Time to do some work. I didn’t travel out here only to access this room, but it was certainly a contributing factor. Did you know that when the Royal Navy handed over control of Ascension Island in 1922, the place was in possession of 4½ pounds of Bovril? Now you do.
A hundred years ago the town of Burnley had 103,000 people in it; these days it has about 78,000, so around a quarter fewer. They still seem pretty closely packed in, though.
He is watching something. The eye in the sky is below him and can’t watch him from there, but I capture him with a long zoom. Everyone is watching someone else.
From the colour of one specific bit of Manchester yesterday, to this scene of utter grayness. Or is it greyness with an E? I’ve never been sure. Gra/ey it was today though, for sure. Such a gloomy day .
My first Hebden Bridge picture in one whole month. It doesn’t seem like the pigeons have changed their behaviour much since I’ve been away: still the group callisthenics, tight circles around a carefully-chosen patch of town. They look impressive enough in black-and-white. Except for the one who’s broken formation, to the lower left.

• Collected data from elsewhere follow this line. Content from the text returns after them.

PR #22517, opened 2026-07-31
fix: [Bug]: fix: similarity_top_k=0 returns all embeddings instead of none

### LINKED ISSUE #22508: [Bug]: fix: similarity_top_k=0 returns all embeddings instead of none
### Bug Description

### Version

0.14.23

### Steps to Reproduce

    vs = SimpleVectorStore()

Also reproduces directly:

    )

### Relevant Logs/Tracebacks

```shell

```

Phoenix1454:
## Problem
The `get_top_k_embeddings` and `get_top_k_mmr_embeddings` functions were treating `similarity_top_k=0` as a truthy value, causing them to return all embeddings instead of none. This inconsistency with the `get_top_k_embeddings_learner` function, which handles `similarity_top_k=0` correctly, led to unexpected behavior.

## Root cause
The issue arose from the fact that `similarity_top_k` was being treated truthily, making an explicit `0` indistinguishable from `None`, which means "no limit". This caused the functions to return all embeddings when `similarity_top_k` was set to `0`.

## Fix
The fix involves changing the conditional statements to correctly handle `similarity_top_k=0` as a distinct case, ensuring that it returns no embeddings as intended. This change brings the behavior of `get_top_k_embeddings` and `get_top_k_mmr_embeddings` in line with `get_top_k_embeddings_learner`, resolving the inconsistency.

Fixes #22508

### DIFF
--- a/llama-index-core/llama_index/core/indices/query/embedding_utils.py
+++ b/llama-index-core/llama_index/core/indices/query/embedding_utils.py
@@ -31,8 +31,10 @@ def get_top_k_embeddings(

I’ve been here before — not just in life, but on the blog, with this picture, taken on my first trip to St Helena. That one is also in black-and-white, and today that aesthetic move relieves some of the more garish colouring, particularly of the Hawaiian shirt of the guy on the left. Who, by the way, keeps saying hello to me as if he’s never met me before, whereas in the past we’ve had numerous conversations. But perhaps I am just forgettable, in a way that he is not.
On the wall of the Cape Town terminal for the ferry to Robben Island is painted a quote from Nelson Mandela: “It is said that one only knows a nation until one has been inside its jails.” And he would know, as he spent 27 years in this place. The tour was worth doing, although it’s not as evocative a place as Alcatraz, nor as terrifying as the remains of the cells displayed at the War Remnants museum in Saigon. But none of these are places I would like to spend time — or Do Time. South Africa is a place which still has its problems but, with hindsight, the fact that it now seems to have had a reasonably stable democracy for 30 years post-apartheid, and all the systems and structures (like this place) which kept it going: these reflect well enough on the country.

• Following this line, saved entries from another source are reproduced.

PR #22519, opened 2026-07-31
fix: similarity_top_k=0 returns all embeddings instead of none

### LINKED ISSUE #22508: [Bug]: fix: similarity_top_k=0 returns all embeddings instead of none

nazsats:
Fixes #22508

`get_top_k_embeddings` and `get_top_k_mmr_embeddings` tested `similarity_top_k`
for truthiness, so an explicit `0` was treated the same as `None` ("no limit")
and every embedding was returned — the opposite of what was asked for.

Both now check `is not None`. This matches the `mmr_threshold` fix already in
this file and the behaviour of the sibling `get_top_k_embeddings_learner`,
which uses slicing and handles 0 correctly.

## Tests

Added `test_get_top_k_embeddings_top_k_zero` and
`test_get_top_k_mmr_embeddings_top_k_zero`. Both fail on `main` and pass here.

Each also asserts that `None` still means "no limit" and that an ordinary
limit is unaffected, so the default behaviour is pinned.

### DIFF
--- a/llama-index-core/llama_index/core/indices/query/embedding_utils.py
+++ b/llama-index-core/llama_index/core/indices/query/embedding_utils.py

Another day spent almost entirely in my office at home, working, and not emerging until after the sunlight was mostly gone. The Friday market in town was still open at this point, though only just, and I’m sure this guy is considering packing up his clocks and jewellry and calling it a day.
I go monochrome here simply because it feels right for the shot and it stops the bright green stripes at the top dominating it. It is not a ‘Black Friday’ reference. I hate that bollocks, in fact: especially because, as various recent conversations about this marketing wheeze have proven, virtually no one in the UK — consumers, retailers, the media, anyone — actually understands the derivation of the term. Be honest — do you know where it comes from? (American readers don’t get to answer this.)
Whomever preceded me to this park bench, during the shower that fell an indeterminate amount of time before, certainly left an impression. And a dry spot, one that, let’s say, is bigger than I might have left.